Наступило время твоей смерти, Миша. Время, когда: ничего, кроме хорошего. Дождался! Ну вот. А в эти дни, - только о тебе и речь. И все хотят, чтобы твои актеры, коллеги, те, кто с тобой был знаком – что-нибудь сказали. Одна журналистка, на мой отказ, недоуменно воскликнула: Как?! А штрихи к портрету?! Все рисуют твой портрет. Самые близкие, твои друзья – а они ведь есть у тебя, Миша, очень стараются, чтобы этот портрет был без фальши. И каждый день на экране твои фильмы. Да, конечно – «Покровские». О тебе много сделано передач. Еще показывали «Безымянную звезду» - я знаю, ты ее считаешь сильнее «Покровских ворот»...

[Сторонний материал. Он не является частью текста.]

PR #8484, opened 2025-08-04
Responsive update notification

mxmou:
### Changes

Updates the CSS for the update notification to support narrow screens.

I decided to hide the SA logo because it takes up a lot of space without adding any information. If we ever start adding [screenshots](https://github.com/ScratchAddons/ScratchAddons/pull/1016) to update notifications again (I think we should), this will need to be changed.

### Tests

Tested on Firefox for Android.

mobile_update_notif

### DIFF
--- a/content-scripts/cs.js
+++ b/content-scripts/cs.js
@@ -604,24 +604,6 @@ const showBanner = () => {
   const notifOuterBody = document.createElement("div");
   const notifInnerBody = Object.assign(document.createElement("div"), {
     id: "sa-notification",
-    style: `
-    position: fixed;
-    bottom: 20px;
-    right: 20px;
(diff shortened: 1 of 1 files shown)


Samq64 (approved):

DNin01:
Maybe the SA logo could be smaller and placed next to the notification title.

mxmou:
> Maybe the SA logo could be smaller and placed next to the notification title.

Let's do that if the v1.43 notification includes the SA logo - but I think it would be better to use an image that's actually related to the update.

WorldLanguages:
Where would you fit an image?

mxmou:
> Where would you fit an image?

Between the title and the rest of the text.

Issue #2506, opened 2015-09-27
default JDBC config?


scottdraves:
Is there a way to have a default database for all the SQL cells in a notebook?

The "Data sources" field in the Language Manager allows me to define names which are then used like `%%beakerDB = H2MemDB2`.  but then still every cell needs `%%beakerDB` something.

There should either be another field for the default source, or if you enter a line in Data sources that does not have an "=", then it would be the default.  Or am I just missing how to do this?

maksim-lauryk:
in current realisation we have three ways for defined data source, e.g: 
%%beakerDB="jdbc:h2:mem:db1"
-- loading of connection string from plugin settings
%%beakerDB = H2MemDB2
-- load connection string from beaker object
%%beakerDB=${H2MemDB2}

There's not any way for setup default notebook data source, but it can be realized if necessary.

ildipo:
Please add a default database option in the language manager

scottdraves:
new field should be "Default data source"
current field should be renamed "Named data sources"

PR #2519, opened 2015-09-28
#2506  default JDBC config 

maksim-lauryk:
added default JDBC config, updated sql_H2_plugin_test.bkr


scottdraves:
This change looks correct but I cannot merge it because your other work is also on this branch.
Each branch should only have one change.

I cherry-picked the good commit.

Issue #2451, opened 2015-09-22
Publish As New removes images on old publication


planyon:
Publish a notebook with a preview image.
Click Publish from the menu again and remove the image and then Publish As New.
The preview image on the original publication gets deleted when it shouldn't.
The new publication does not have a preview image, as expected.

grin:
Fixed in: https://github.com/twosigma/beaker-notebook/pull/2522

PR #2522, opened 2015-09-28
Lazily delete attachments when publishing notebooks

grin:
Fixes: https://github.com/twosigma/beaker-notebook/issues/2451

### DIFF
--- a/core/src/main/web/app/mainapp/components/publication/publication.js
+++ b/core/src/main/web/app/mainapp/components/publication/publication.js
@@ -170,13 +170,21 @@
         return $scope.publish(action);
       };
 
-      $scope.publish = function(action) {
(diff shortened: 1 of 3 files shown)


scottdraves:
the 1st publication ended up with a broken image like this one:
https://pub.beakernotebook.com/#/publications/5609dbcb-27ef-4dd2-a459-17946a59d936

grin:
I tested image upload with code in this PR and the publication api url in Beaker set to `https://pub-staging.beakernotebook.com`...and it worked for me, see the publication titled `3` by bartek. What was your setup when you were testing this?

grin:
Also, this should only work on https://pub-staging.beakernotebook.com/#/publications because image scaling was only deployed there.

ildipo:
That's correct - I'll re-deploy as soon as beaker build works

PR #2528, opened 2015-09-29
Maxy/2525

maxyeg:


scottdraves:
this looks good.  can you add a menu/triangle button on the right (like the combo-box),
and make it only open if you click that button.  if you click the text, then you can edit just as text without the widget.

scottdraves:
ok, this is pretty close.  just needs a few details:
1) if you click the menu button again, the date picker should close.
2) the text part is too wide, it should have room for 9 chars.

scottdraves:
:+1:

Issue #2504, opened 2015-09-27
login flash in dialog


scottdraves:
If you are already logged in, and you publish a notebook, when the dialog opens
the "login" screen flashes before the correct dialog appears.

grin:
Fixed in: https://github.com/twosigma/beaker-notebook/pull/2529

PR #2529, opened 2015-09-29
Do not flash the sign in view if users is already signed in

grin:
Fixes: https://github.com/twosigma/beaker-notebook/issues/2504


ildipo:
:+1:

Issue #2524, opened 2015-09-28
sql should not require %%inputs %%outputs


scottdraves:
they are only needed for the [*] version i believe.

maksim-lauryk:
updated, now %%inputs %%outputs are not required in all cases

PR #2533, opened 2015-09-29
SQL plugin improvements

maksim-lauryk:
added custom error on unfound beaker objects
improved canceling of sql queries


scottdraves:
i'm not seeing the custom error
screen shot 2015-09-29 at 11 35 22 am

scottdraves:
also, please remember, one change in each pull request.

maksim-lauryk:
in this case we have to merge code with the branch:
#2524 sql should not require %%inputs %%outputs

or test it on following SQL: 
%%inputs: idx
select \* from color where id = ${idx}

It should be seems on:

badvar

PR #2547, opened 2015-09-30
#2323  Clojure code should run in a notebook unique namespace 

maksim-lauryk:
#2323  Clojure code should run in a notebook unique namespace

fixed bug with substitution of namespaces in previous version


scottdraves:
:+1:

Issue #2531, opened 2015-09-29
selecting code can fail


scottdraves:
if you drag to select text in a code cell, and the endpoint (where you release the mouse) is
outside the box, then the selection fails.

PR #2548, opened 2015-09-30
selecting code can fail #2531

mnavasiolava:
the problem was in ng-click which fires on mouse up event (https://github.com/codef0rmer/angular-dragdrop/issues/50). 
when we release the mouse inside code cell but outside codemirror element backgroundClick function is called and it clears selection and set up cursor position in editor.
i used ng-mousedown directive instead of ng-click.


scottdraves:
:+1:

Issue #2549, opened 2015-09-30
Java plugin doesn't work in the electron application for the windows OS


kpaharelau:
![image](https://cloud.githubusercontent.com/assets/13516511/10189055/b1ebabd8-676c-11e5-90db-d43da2a1e1d3.png)

PR #2550, opened 2015-09-30
fix Windows OS - Java plugin doesn't work in the electron application…

kpaharelau:
… for the windows OS #2549

 \resources\jre has been renamed to \resources\jdk because for JAVA_HOME with name 'jre' tools.jar is searched on the level jre folder.

### DIFF
--- a/launcher/electron/app/backend-runner.js
+++ b/launcher/electron/app/backend-runner.js
@@ -34,14 +34,14 @@ module.exports = (function() {
       var eventEmitter = new events.EventEmitter();
 
       if (_osName.startsWith('Windows')) {
-        process.env['JAVA_HOME'] = path.resolve(__dirname + '/../jre');
+        process.env['JAVA_HOME'] = path.resolve(__dirname + '/../jdk');
         process.chdir(__dirname + '/../dist');
         _backend = spawn(path.resolve(__dirname + '/../dist/beaker.command.bat'), ['--open-browser', 'false']);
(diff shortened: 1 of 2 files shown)


kpaharelau:
see 
javax.tools.ToolsProvider

```
private static final String[] defaultToolsLocation = { "lib", "tools.jar" };

   private Class<?> findSystemToolClass(String toolClassName)
       throws MalformedURLException, ClassNotFoundException
   {
       // try loading class directly, in case tool is on the bootclasspath
       try {
           return Class.forName(toolClassName, false, null);
       } catch (ClassNotFoundException e) {
           trace(FINE, e);

           // if tool not on bootclasspath, look in default tools location (tools.jar)
           ClassLoader cl = (refToolClassLoader == null ? null : refToolClassLoader.get());
           if (cl == null) {
               File file = new File(System.getProperty("java.home"));
               if (file.getName().equalsIgnoreCase("jre"))
                   file = file.getParentFile();
               for (String name : defaultToolsLocation)
                   file = new File(file, name);

               // if tools not found, no point in trying a URLClassLoader
               // so rethrow the original exception.
               if (!file.exists())
                   throw e;

               URL[] urls = { file.toURI().toURL() };
               trace(FINE, urls[0].toString());

               cl = URLClassLoader.newInstance(urls);
               refToolClassLoader = new WeakReference<ClassLoader>(cl);
           }

           return Class.forName(toolClassName, false, cl);
       }
   }
```

scottdraves:
:+1:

Мишенька! Я посылала тебе с Кириллом, твоим сыном, посылку, когда ты уже болел. Я положила в нее оперу Саши Градского «Мастер и Маргарита». И фотографии – мамы, Тани Догилевой, Леонида Броневого - пробы к «Покровским воротам», Анатолия Васильевича Эфроса и еще Иннокентия Смоктуновского... Я хотела, чтобы мы все были рядом.
Потом, когда Кирилл вернулся, он сказал, что ты уже так слаб, что даже не можешь читать и отвечать на звонки. Как хочется узнать твое мнение об опере Саши. Как хочется... Но ты, такой шумный и такой разговорчивый, отзывающийся на все, что имеет какой-нибудь маломальский смысл, - затих. Может для того, чтобы мы прислушались к тому, что ты хотел сказать все эти годы. И схватились за рифмы, чтобы не упасть, ниже плинтуса. Ты был прав. Успокойся, ты был прав!"